TASK STATEMENT: Below are records to be reproduced exactly and in full.

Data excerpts
━━━━━━━━━━━━━━━━━━━━━━━━━━━━━━

PR #247, opened 2015-04-20
Implement ChunkLayout

DDoS:
See https://github.com/SpongePowered/SpongeAPI/pull/581

### DIFF
--- a/src/main/java/org/spongepowered/mod/world/storage/SpongeChunkLayout.java
+++ b/src/main/java/org/spongepowered/mod/world/storage/SpongeChunkLayout.java
@@ -1,0 +1,139 @@
+/*
+ * This file is part of Sponge, licensed under the MIT License (MIT).
+ *
+ * Copyright (c) SpongePowered <https://www.spongepowered.org>
+ * Copyright (c) contributors
+ *
+ * Permission is hereby granted, free of charge, to any person obtaining a copy
+ * of this software and associated documentation files (the "Software"), to deal
+ * in the Software without restriction, including without limitation the rights
+ * to use, copy, modify, merge, publish, distribute, sublicense, and/or sell
+ * copies of the Software, and to permit persons to whom the Software is
+ * furnished to do so, subject to the following conditions:
+ *
+ * The above copyright notice and this permission notice shall be included in
+ * all copies or substantial portions of the Software.
+ *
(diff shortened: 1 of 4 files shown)


src/main/java/org/spongepowered/mod/world/storage/SpongeChunkLayout.java
```diff
@@ -0,0 +1,123 @@
...
+
+public final class SpongeChunkLayout implements ChunkLayout {
+
+    private static final Vector3i CHUNK_SIZE = new Vector3i(16, 256, 16);
+    private static final Vector3i CHUNK_MAX = new Vector3i(30000000, 256, 30000000).sub(1, 1, 1).div(CHUNK_SIZE);
+    private static final Vector3i CHUNK_MIN = CHUNK_MAX.negate().sub(1, 0, 1);
+    public static final SpongeChunkLayout instance;
+
+    static {
+        instance = new SpongeChunkLayout();
```
simon816: This could be in the field declaration rather than in a separate `static` block

src/main/java/org/spongepowered/mod/world/storage/SpongeChunkLayout.java
```diff
@@ -0,0 +1,123 @@
...
+
+    @Override
+    public Optional<Vector3i> moveToChunk(int x, int y, int z, Direction direction, int steps) {
+        return moveToChunk(new Vector3i(x, y, z), direction, steps);
+    }
+
+    @Override
+    public Optional<Vector3i> moveToChunk(Vector3i chunkCoords, Direction direction, int steps) {
+        if (direction.isSecondaryOrdinal()) {
+            throw new IllegalArgumentException("Secondary cardinal directions can't be used here");
```
simon816: _could_ use `checkArgument` here

src/main/java/org/spongepowered/mod/world/storage/SpongeChunkLayout.java
DDoS: You can do that? Didn't know.

Mumfrey: It actually compiles to exactly the same bytecode as well.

━━━━━━━━━━━━━━━━━━━━━━━━━━━━━━

ANSWER AREA:
PR #247, opened 2015-04-20
Implement ChunkLayout

DDoS:
See https://github.com/SpongePowered/SpongeAPI/pull/581

### DIFF
--- a/src/main/java/org/spongepowered/mod/world/storage/SpongeChunkLayout.java
+++ b/src/main/java/org/spongepowered/mod/world/storage/SpongeChunkLayout.java
@@ -1,0 +1,139 @@
+/*
+ * This file is part of Sponge, licensed under the MIT License (MIT).
+ *
+ * Copyright (c) SpongePowered <https://www.spongepowered.org>
+ * Copyright (c) contributors
+ *
+ * Permission is hereby granted, free of charge, to any person obtaining a copy
+ * of this software and associated documentation files (the "Software"), to deal
+ * in the Software without restriction, including without limitation the rights
+ * to use, copy, modify, merge, publish, distribute, sublicense, and/or sell
+ * copies of the Software, and to permit persons to whom the Software is
+ * furnished to do so, subject to the following conditions:
+ *
+ * The above copyright notice and this permission notice shall be included in
+ * all copies or substantial portions of the Software.
+ *
(diff shortened: 1 of 4 files shown)


src/main/java/org/spongepowered/mod/world/storage/SpongeChunkLayout.java
```diff
@@ -0,0 +1,123 @@
...
+
+public final class SpongeChunkLayout implements ChunkLayout {
+
+    private static final Vector3i CHUNK_SIZE = new Vector3i(16, 256, 16);
+    private static final Vector3i CHUNK_MAX = new Vector3i(30000000, 256, 30000000).sub(1, 1, 1).div(CHUNK_SIZE);
+    private static final Vector3i CHUNK_MIN = CHUNK_MAX.negate().sub(1, 0, 1);
+    public static final SpongeChunkLayout instance;
+
+    static {
+        instance = new SpongeChunkLayout();
```
simon816: This could be in the field declaration rather than in a separate `static` block

src/main/java/org/spongepowered/mod/world/storage/SpongeChunkLayout.java
```diff
@@ -0,0 +1,123 @@
...
+
+    @Override
+    public Optional<Vector3i> moveToChunk(int x, int y, int z, Direction direction, int steps) {
+        return moveToChunk(new Vector3i(x, y, z), direction, steps);
+    }
+
+    @Override
+    public Optional<Vector3i> moveToChunk(Vector3i chunkCoords, Direction direction, int steps) {
+        if (direction.isSecondaryOrdinal()) {
+            throw new IllegalArgumentException("Secondary cardinal directions can't be used here");
```
simon816: _could_ use `checkArgument` here

src/main/java/org/spongepowered/mod/world/storage/SpongeChunkLayout.java
DDoS: You can do that? Didn't know.

Mumfrey: It actually compiles to exactly the same bytecode as well.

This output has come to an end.